Sur l’ensemble des dépistages, les jeunes femmes et les femmes de 25 à 49 ans se dépistent beaucoup plus que les hommes du même âge. L’augmentation du dépistage reste faible chez les plus de 50 ans, mais il faut remarquer que ce groupe d’âge est très large avec des personnes très âgées. Une analyse plus resserrée serait utile pour la population de plus de 50 ans.
Logiquement, l’augmentation du dépistage se traduit dans l’augmentation des taux de diagnostics dans les deux sexes. En 2024, les taux d’infection diagnostiquée et traitée sont de 104 pour 100 000 chez les hommes et 75 chez les femmes pour chlamydia, l’écart est plus marqué pour les infections à gonocoque traitées, respectivement 55 et 21 pour 100000, et plus encore pour la syphilis avec 17 pour 100000 chez les hommes et 2 chez les femmes. En termes d’âge, pour les infections à chlamydia, les jeunes femmes (moins de 25 ans) sont le groupe le plus touché devant les hommes de 25 à 49 ans, pour les infections à gonocoque, les hommes de 25 à 49 ans sont très au-dessus des <25 ans, hommes et femmes, pour la syphilis, les hommes de 25 à 49 ans un taux très au-dessus des autres groupes masculins, les femmes ont des taux quel que soit l’âge en dessous de tous les groupes masculins.

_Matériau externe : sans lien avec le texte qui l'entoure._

PR #756, opened 2022-07-12
Bug 2100442: show ssh service even without running vm

upalatucci:
## 📝 Description

Show services with stopped VM using `vm.spec.template.metadata.labels` instead of `vmi.metadata.labels` when vmi is not available (because vm not running)

Do you guys think we need both vm and vmi? Or we can just use `vm.spec.template.metadata.labels` ? 
## 🎥 Demo

image

### DIFF
--- a/src/utils/components/SSHAccess/useSSHService.tsx
+++ b/src/utils/components/SSHAccess/useSSHService.tsx
@@ -1,6 +1,6 @@
 import { ServiceModel } from '@kubevirt-ui/kubevirt-api/console';
 import { IoK8sApiCoreV1Service } from '@kubevirt-ui/kubevirt-api/kubernetes';
-import { V1VirtualMachineInstance } from '@kubevirt-ui/kubevirt-api/kubevirt';
+import { V1VirtualMachine } from '@kubevirt-ui/kubevirt-api/kubevirt';
 import { getServicesForVmi } from '@kubevirt-utils/resources/vmi';
 import { useK8sWatchResource } from '@openshift-console/dynamic-plugin-sdk';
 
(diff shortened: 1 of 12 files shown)


hstastna (commented):
Looks good to me, I am okay with what you did. Just I am not sure about always enabling editing the SSH access field [here](https://github.com/kubevirt-ui/kubevirt-plugin/pull/756/files#diff-c55e2d99d4fdce563632cf997cb1986e233933cf4096895a190889edfd665d8aR155), but that should be fine if we just edit `vm.spec.template.metadata.labels`.
Regarding your question if we need both vm and vmi, I'm not sure. IMHO vm could be enough, but I'd better ask Kobi about this. But IMHO you could already `useSSHService(vm)` with just `vm` as an argument, and in that function you'd just
`const { vmi } = useVMIAndPodsForVM(vm?.metadata?.name, vm?.metadata?.namespace);`
so you wouldn't need both `vm` and `vmi` as the arguments of the `useSSHService` function.

src/utils/components/SSHAccess/utils.ts
```diff
@@ -31,20 +31,14 @@ const buildSSHServiceFromVM = (vm: V1VirtualMachine, sshLabel: string) => ({
   },
 });
 
-export const createSSHService = async (vmi: V1VirtualMachineInstance, vm: V1VirtualMachine) => {
-  const { namespace, labels, name } = vmi?.metadata;
+export const createSSHService = async (vm: V1VirtualMachine, vmi: V1VirtualMachineInstance) => {
+  const { namespace, labels, name } = vm.metadata;
```
avivtur, line 35: const { namespace, labels, name } = vm.metadata || {};

src/utils/components/SSHAccess/utils.ts
```diff
@@ -31,20 +31,14 @@ const buildSSHServiceFromVM = (vm: V1VirtualMachine, sshLabel: string) => ({
...
     await k8sPatch({
       model: VirtualMachineModel,
-      resource: {
-        kind: VirtualMachineModel.kind,
-        metadata: {
-          name: vmi?.metadata?.ownerReferences?.[0]?.name,
-          namespace: namespace,
-        },
-      },
+      resource: vm,
```
avivtur, line 41: nice :)

src/utils/components/SSHAccess/useSSHService.tsx
```diff
@@ -1,21 +1,31 @@
...
-    kind: ServiceModel.kind,
-    isList: true,
-    namespace: vmi?.metadata?.namespace,
-  });
+const useSSHService = (
+  vmi: V1VirtualMachineInstance,
+  vm?: V1VirtualMachine,
+): UseSSHServiceReturnType => {
+  const [services, servicesLoaded, servicesError] = useK8sWatchResource<IoK8sApiCoreV1Service[]>(
+    vm
```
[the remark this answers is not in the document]
upalatucci: I'm afraid that if the k8sWatch receives `namespace: undefined` as the vm is not yet defined, the hook will start requesting services for all the namespaces

PR #761, opened 2022-07-15
Bug 2103807: Name PVC source same as VM name when creating VM quickly

hstastna:
## 📝 Description

Name the PVC source name the same as the VM name, according to the parameter NAME in the yaml used also for the PVC source name.

The problem was that the part of the processing template was omitted, when quick creating VM, comparing creating VM with the customization process. The parameter NAME was not properly set when quick creating VM.

**Fixes:**
https://bugzilla.redhat.com/show_bug.cgi?id=2103807

## 🎥 Demo
**Before:**
quick_before
**After:**
quick_after


hstastna:

PR #778, opened 2022-07-20
CNV-19844: Adding utilization charts to vm metrics tab

metalice:

## 📝 Description

Moving charts to shared locations.
Add a responsive hook, so charts resize will be dynamically
Add charts to the metrics tab

## 🎥 Demo

image


src/utils/components/Charts/hooks/useResponsiveCharts.tsx
```diff
@@ -0,0 +1,32 @@
...
+        setWidth(node.getBoundingClientRect().width);
+        setHeight(node.getBoundingClientRect().height);
+      };
+      sizeSetter();
+      setListener(getResizeObserver(containerRef?.current, sizeSetter));
+      containerRef.current = node;
+    }
+  }, []);
+
+  useEffect(() => () => listener && listener(), [listener]);
```
glekner, line 27: can you make this effect more readable with blocks?.
also, don't you need a cleanup here?

src/views/virtualmachines/details/tabs/metrics/virtual-machine-metrics-tab.scss
```diff
@@ -40,3 +40,7 @@
     }
   }
 }
+.util-threshold-chart {
+  width: 100%;
+  height: 150px;
```
glekner, line 45: why hardcoded height?
can't we use flex here?

src/utils/components/Charts/hooks/useResponsiveCharts.tsx
metalice: cool 😎

PR #784, opened 2022-07-24
Bug 2100290: Fixing the error that doesn't dismissed on Catalog review page

DanaOrr:

## 🎥 Demo

Error


src/views/catalog/customize/components/CustomizeForms/useCustomizeFormSubmit.ts
```diff
@@ -178,6 +178,12 @@ export const useCustomizeFormSubmit = ({
     }
   };
 
+  React.useEffect(() => {
+    if (templateError) {
+      setTemplateError(undefined);
+    }
```
glekner, line 184: I think you need to disable the eslint warning here

`    // eslint-disable-next-line react-hooks/exhaustive-deps`

DanaOrr: Ok, thank you :)

upalatucci (approved):

gouyang:
@DanaOrr the problem is not fixed completely, if you click the "review and create" button, the error still pops up.

PR #786, opened 2022-07-25
Bug 2103806: PVC 404

upalatucci:


hstastna (approved):

avivtur (commented):
Hi Ugo thanks for this PR :)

À ces variations selon l’âge et le sexe, s’ajoute un fort gradient régional avec toujours des niveaux beaucoup plus élevés en Île-de-France et dans les départements ultramarins par rapport aux autres régions.
En commentaire, la progression du dépistage apparaît portée par les campagnes de communication, sans doute des attitudes nouvelles des prescripteurs et la facilitation de l’accès au dépistage. On doit aller plus loin dans l’interprétation des résultats pour démêler ce qui tient à la croissance du dépistage et ce qui tient à une augmentation du risque d’acquisition de ces infections à l’échelle des régions et des populations. Il paraitrait utile de distinguer les HSH et les personnes trans pour lesquels on observe en CeGIDD des taux beaucoup plus élevés de syphilis et gonocoque, respectivement par rapport aux hommes hétérosexuels et aux hommes et femmes cis. On ne voit pas poindre, pour le moment, un effet du dépistage comme instrument de réduction de la transmission des IST. On le sait, on ne dispose pas d’autres moyens que le préservatif tandis que la prophylaxie post-exposition par la doxycycline reste un moyen limité dans son intérêt au niveau populationnel. De plus, son utilisation à large échelle doit être surveillée pour les risques de résistance, qui sont très souvent discutés.
Les données présentées cette année encore invitent à affiner les stratégies en matière de prévention mais aussi de recherche.
Enfin, les gradients régionaux très étendus, qui se déclinent aussi au niveau infra-régional, appellent à dessiner des programmes contextualisés selon la composition des populations et l’offre de soins, et à ne pas se satisfaire de mesures générales.